↓

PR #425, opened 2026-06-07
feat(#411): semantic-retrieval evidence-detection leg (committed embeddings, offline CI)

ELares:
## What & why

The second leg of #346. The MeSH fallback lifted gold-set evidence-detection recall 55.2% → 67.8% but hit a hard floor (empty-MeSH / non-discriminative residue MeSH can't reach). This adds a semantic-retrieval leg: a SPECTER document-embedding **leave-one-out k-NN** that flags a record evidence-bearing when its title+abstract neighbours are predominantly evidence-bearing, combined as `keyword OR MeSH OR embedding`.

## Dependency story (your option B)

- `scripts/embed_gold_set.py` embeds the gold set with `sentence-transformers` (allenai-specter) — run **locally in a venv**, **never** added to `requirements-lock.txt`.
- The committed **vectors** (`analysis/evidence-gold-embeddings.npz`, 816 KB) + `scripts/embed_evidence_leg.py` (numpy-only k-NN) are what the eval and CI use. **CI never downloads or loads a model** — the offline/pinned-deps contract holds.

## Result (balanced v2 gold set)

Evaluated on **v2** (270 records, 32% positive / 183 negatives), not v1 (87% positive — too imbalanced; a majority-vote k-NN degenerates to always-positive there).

↑
↓

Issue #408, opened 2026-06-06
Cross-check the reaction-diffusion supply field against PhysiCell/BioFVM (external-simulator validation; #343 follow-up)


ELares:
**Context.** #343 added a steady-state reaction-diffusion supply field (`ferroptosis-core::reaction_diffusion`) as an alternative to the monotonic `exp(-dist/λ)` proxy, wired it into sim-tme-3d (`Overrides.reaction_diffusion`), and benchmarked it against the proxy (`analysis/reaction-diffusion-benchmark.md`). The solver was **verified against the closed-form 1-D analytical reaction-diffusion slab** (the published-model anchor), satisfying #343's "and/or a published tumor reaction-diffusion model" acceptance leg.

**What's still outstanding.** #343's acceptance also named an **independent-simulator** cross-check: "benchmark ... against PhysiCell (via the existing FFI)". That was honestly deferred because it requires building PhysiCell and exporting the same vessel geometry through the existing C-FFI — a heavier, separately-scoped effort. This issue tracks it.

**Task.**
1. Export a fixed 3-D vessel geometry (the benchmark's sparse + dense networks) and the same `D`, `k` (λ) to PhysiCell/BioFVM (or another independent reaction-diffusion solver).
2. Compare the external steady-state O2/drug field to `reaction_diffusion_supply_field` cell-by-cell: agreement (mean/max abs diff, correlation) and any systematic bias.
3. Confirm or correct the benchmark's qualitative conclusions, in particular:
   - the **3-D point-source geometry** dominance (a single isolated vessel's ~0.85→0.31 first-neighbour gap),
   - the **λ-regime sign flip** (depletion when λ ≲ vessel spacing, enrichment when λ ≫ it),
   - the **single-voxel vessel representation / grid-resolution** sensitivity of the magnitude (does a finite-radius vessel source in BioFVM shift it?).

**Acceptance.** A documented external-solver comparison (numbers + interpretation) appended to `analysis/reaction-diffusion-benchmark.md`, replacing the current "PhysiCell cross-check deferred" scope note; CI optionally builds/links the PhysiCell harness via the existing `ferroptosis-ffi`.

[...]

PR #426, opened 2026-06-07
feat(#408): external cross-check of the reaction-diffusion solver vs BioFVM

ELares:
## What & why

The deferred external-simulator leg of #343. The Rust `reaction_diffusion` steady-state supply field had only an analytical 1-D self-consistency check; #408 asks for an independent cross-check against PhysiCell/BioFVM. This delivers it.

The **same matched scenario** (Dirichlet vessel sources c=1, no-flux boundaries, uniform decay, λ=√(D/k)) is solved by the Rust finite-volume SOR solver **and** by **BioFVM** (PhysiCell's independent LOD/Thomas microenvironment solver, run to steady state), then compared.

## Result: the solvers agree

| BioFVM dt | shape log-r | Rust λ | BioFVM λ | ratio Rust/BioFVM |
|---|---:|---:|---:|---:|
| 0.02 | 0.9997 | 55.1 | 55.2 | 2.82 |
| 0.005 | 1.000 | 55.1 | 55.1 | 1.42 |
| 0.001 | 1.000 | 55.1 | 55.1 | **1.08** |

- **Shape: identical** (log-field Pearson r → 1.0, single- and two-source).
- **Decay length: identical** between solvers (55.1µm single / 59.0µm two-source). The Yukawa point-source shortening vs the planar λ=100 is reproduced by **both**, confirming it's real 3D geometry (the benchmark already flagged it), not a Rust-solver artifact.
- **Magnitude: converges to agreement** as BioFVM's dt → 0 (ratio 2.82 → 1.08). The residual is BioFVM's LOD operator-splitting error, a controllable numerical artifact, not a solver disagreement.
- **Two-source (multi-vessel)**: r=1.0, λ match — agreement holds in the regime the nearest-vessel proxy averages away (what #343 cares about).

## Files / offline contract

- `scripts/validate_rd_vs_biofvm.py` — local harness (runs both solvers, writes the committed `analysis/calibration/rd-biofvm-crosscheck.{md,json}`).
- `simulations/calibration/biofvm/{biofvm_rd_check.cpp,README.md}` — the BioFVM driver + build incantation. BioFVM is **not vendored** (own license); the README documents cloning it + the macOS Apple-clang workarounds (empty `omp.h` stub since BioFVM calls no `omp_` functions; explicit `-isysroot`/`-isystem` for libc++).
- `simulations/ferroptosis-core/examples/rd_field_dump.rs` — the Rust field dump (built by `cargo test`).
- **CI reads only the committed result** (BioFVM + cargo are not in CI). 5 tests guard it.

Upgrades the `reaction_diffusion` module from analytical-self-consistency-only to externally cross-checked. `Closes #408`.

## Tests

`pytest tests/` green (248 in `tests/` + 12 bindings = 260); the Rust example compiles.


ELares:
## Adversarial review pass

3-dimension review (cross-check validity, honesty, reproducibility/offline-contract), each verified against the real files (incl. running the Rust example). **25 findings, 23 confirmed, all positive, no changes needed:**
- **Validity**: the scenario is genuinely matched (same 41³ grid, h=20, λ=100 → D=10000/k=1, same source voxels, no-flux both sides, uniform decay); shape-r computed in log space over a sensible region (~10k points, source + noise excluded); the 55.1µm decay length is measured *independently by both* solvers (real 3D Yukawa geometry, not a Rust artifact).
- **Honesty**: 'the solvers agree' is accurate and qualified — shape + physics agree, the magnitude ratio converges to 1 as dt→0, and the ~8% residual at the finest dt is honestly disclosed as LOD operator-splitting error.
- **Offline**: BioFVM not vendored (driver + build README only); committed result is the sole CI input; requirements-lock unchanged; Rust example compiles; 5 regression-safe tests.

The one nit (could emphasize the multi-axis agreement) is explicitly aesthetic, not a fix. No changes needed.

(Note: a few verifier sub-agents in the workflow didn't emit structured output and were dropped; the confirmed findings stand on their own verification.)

↑
↓

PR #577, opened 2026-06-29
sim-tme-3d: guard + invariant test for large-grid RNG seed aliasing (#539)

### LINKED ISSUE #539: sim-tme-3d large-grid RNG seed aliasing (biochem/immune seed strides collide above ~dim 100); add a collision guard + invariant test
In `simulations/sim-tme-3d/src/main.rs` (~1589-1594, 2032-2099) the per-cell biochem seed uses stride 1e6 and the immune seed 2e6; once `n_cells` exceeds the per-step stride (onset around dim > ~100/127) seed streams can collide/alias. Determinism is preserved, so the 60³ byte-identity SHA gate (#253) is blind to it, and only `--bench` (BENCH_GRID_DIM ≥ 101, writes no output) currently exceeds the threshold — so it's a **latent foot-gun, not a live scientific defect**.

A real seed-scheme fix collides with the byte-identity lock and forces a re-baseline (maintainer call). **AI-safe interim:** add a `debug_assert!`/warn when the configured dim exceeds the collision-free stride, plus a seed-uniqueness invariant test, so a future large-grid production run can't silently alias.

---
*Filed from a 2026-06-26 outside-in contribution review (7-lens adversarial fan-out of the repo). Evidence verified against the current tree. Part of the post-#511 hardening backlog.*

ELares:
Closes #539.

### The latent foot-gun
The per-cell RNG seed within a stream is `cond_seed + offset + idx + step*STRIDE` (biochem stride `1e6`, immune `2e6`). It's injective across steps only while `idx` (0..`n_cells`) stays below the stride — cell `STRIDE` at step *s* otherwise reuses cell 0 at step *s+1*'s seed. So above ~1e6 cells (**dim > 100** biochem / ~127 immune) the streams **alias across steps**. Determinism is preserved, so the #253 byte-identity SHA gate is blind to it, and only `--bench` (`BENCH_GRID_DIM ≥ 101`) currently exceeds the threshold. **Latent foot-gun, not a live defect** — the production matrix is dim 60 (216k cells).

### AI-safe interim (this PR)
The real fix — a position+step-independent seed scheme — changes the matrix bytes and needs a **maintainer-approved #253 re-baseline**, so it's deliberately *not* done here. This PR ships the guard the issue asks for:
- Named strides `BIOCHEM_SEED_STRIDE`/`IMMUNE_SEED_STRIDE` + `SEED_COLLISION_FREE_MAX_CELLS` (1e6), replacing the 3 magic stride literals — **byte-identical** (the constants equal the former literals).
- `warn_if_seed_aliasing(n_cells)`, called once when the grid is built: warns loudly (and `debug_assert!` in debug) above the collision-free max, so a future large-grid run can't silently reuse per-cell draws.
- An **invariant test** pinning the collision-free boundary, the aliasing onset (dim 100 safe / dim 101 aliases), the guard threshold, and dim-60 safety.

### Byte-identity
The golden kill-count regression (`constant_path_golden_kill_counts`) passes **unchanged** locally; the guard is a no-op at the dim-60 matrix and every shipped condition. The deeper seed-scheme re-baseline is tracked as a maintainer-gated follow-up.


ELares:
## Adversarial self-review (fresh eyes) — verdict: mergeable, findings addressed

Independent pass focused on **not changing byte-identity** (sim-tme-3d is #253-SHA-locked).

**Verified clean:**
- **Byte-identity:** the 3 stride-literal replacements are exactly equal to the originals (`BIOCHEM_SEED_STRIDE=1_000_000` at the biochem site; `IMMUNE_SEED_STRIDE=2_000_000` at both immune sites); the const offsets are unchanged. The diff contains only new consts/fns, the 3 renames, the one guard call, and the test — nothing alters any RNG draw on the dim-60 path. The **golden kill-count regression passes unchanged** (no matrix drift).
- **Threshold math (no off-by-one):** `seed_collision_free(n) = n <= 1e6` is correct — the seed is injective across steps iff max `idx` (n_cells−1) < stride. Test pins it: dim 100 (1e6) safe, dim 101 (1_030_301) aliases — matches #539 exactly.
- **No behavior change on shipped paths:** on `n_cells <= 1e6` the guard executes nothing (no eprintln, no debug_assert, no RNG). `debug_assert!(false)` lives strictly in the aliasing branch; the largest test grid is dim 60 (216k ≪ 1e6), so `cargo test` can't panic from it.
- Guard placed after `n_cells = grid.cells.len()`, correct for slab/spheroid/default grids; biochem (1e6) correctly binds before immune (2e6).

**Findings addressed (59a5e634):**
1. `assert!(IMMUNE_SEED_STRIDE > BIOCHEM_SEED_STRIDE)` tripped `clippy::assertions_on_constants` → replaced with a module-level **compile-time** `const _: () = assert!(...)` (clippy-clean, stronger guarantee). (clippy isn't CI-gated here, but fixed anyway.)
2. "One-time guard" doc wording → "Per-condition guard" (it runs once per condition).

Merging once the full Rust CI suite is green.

↑

WHAT IS BEING ASKED: Out of the data above, give again only the lines starting at the one holding "PR #425, opened 2026-06-07" and ending at the one holding "Evaluated on **v2**", unchanged.

TASK RESPONSE:
PR #425, opened 2026-06-07
feat(#411): semantic-retrieval evidence-detection leg (committed embeddings, offline CI)

ELares:
## What & why

The second leg of #346. The MeSH fallback lifted gold-set evidence-detection recall 55.2% → 67.8% but hit a hard floor (empty-MeSH / non-discriminative residue MeSH can't reach). This adds a semantic-retrieval leg: a SPECTER document-embedding **leave-one-out k-NN** that flags a record evidence-bearing when its title+abstract neighbours are predominantly evidence-bearing, combined as `keyword OR MeSH OR embedding`.

## Dependency story (your option B)

- `scripts/embed_gold_set.py` embeds the gold set with `sentence-transformers` (allenai-specter) — run **locally in a venv**, **never** added to `requirements-lock.txt`.
- The committed **vectors** (`analysis/evidence-gold-embeddings.npz`, 816 KB) + `scripts/embed_evidence_leg.py` (numpy-only k-NN) are what the eval and CI use. **CI never downloads or loads a model** — the offline/pinned-deps contract holds.

## Result (balanced v2 gold set)

Evaluated on **v2** (270 records, 32% positive / 183 negatives), not v1 (87% positive — too imbalanced; a majority-vote k-NN degenerates to always-positive there).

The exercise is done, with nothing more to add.